U never, never know u shok me, baiby…
– Дай-ка, мне, братец, водки, – обратился он к бармену, решив в очередной раз достойно и резко уйти в небытие, – и выключи ты эту тягомотину.
– Подождите, любезный, сейчас будет хорошо, – таинственно и многозначительно ответил тот, наливая большую рюмку и протягивая ее докучливому посетителю.
Митрюшин привычно обхватил холодное стекло всей ладонью и, предвкушая знакомую, пахучую горечь, нырнул в окончательную неутешительность: «А все дело в стране. Нет никакого смысла дергаться в этой стране. Страна большого „Ы“ – быдло мыльно бычит, сыто вырыгивая выводы. Отдаться на волю алкогольных волн – единственный резонный выход. И нечего себя мучить мыслями о собственном несовершестве. Все дело в стране».
Митрюшин поднял рюмку и немедленно выпил. По пищеводу и далее, в желудок прокатился раскаленный металлический шарик, и разбился там, в середине живота на мелкие ртутные капли. Изнутри пришла бодрящая, обманчивая, мгновенная трезвость, а снаружи, на лбу, установилась леденящая точка росы. Он внезапно вспомнил, не рассудочной памятью, которая лишь вызывает забытые образы и мысли, а каким-то новым чувством, чувством памяти, вспочувствовал такой же захудалый бар с точно такой же изношенной, ежедневнопотребляемой обстановкой, но лет шестнадцать тому назад.

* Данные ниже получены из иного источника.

PR #4189, opened 2020-02-24
More SEGV protection for extreme splineoverlap cases

### LINKED ISSUE #2832: "PS Interpretion" dialog may be causing Python script to hang

skef:
The last bits of #2832 . Note that you'll need to test with a release build or by commenting out the `NibIsValid` assertion. 

The test file is extreme in that it uses a stroke width of 0.067. Neither the Expand Stroke facility nor many other subsystems are designed to work well at such small fractions of an em-unit. So the goal in this case is not so much to produce good output as to avoid crashing. (I did try magnifying the file by 10x in Inkscape and reimporting and it looks OK. 30x would probably have worked better.)  

Closes #2832

### DIFF
--- a/fontforge/splineoverlap.c
+++ b/fontforge/splineoverlap.c
@@ -313,7 +313,7 @@ static int SSRmNullSplines(SplineSet *spl) {
 		/*  and itself where the spline covers no area (the two cps */
 		/*  point in the same direction) */
 		BpSame(&s->from->me,&s->to->me)) {
-	    if ( next==s )
+	    if ( next==s || next==NULL )
 return( true );
 	    if ( next->from->selected ) s->from->selected = true;
 	    s->from->next = next;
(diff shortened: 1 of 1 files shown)


skef:
@frank-trampe take a quick look at this one too if you get a chance. It's short.

frank-trampe:
Sorry for the delay. I never worked on this function, so I needed to read it carefully to make sure that I understood what it was doing.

Все было так же – и по-другому. Теперяшний, наполненный вялой бессмысленностью полумрак казался тогда таинственным, люди, прозрачные теперь, словно колбы, наполненныие неприятной, мутной смесью приземленных вожделений были загадочными, опалесцирующими героями и зловеще багровыми злодеями, алкогольные склянки же с ядовитых цветов содержимым были древними амфорами, наполненными волшебными жидкостями, которые дарили новые, незнаемые ранее ощущения, переливались и сверкали всеми цветами, и черный ром был средоточием всех чувств и чаяний, воплощением самой жизни.
– Мы тоже – потерянное поколение, – вещал умный, юный, неуемный Митрюшин, ласкаемый горячечным вниманием своих полупьяных ровесников («Ровесники – это люди, которые одинаково весят», – однажды грамотно определил один из них,) – нас обманули предыдущие поколения и противное государство, нам внушали неправильные идеалы, но мы сами во всем разобрались, и теперь мы циничные и печальные, на наших плечах – скорбь мира, но мы никогда не станем такими, как бывшие до нас, – и выпивал какой-нибудь невообразимый «Черный принц» (1 часть водки, 1 часть коньяку, 1 часть бальзама), затем садился и замолкал, оглушенный алкоголем и внимательной улыбкой той, ради кого и затевались все споры.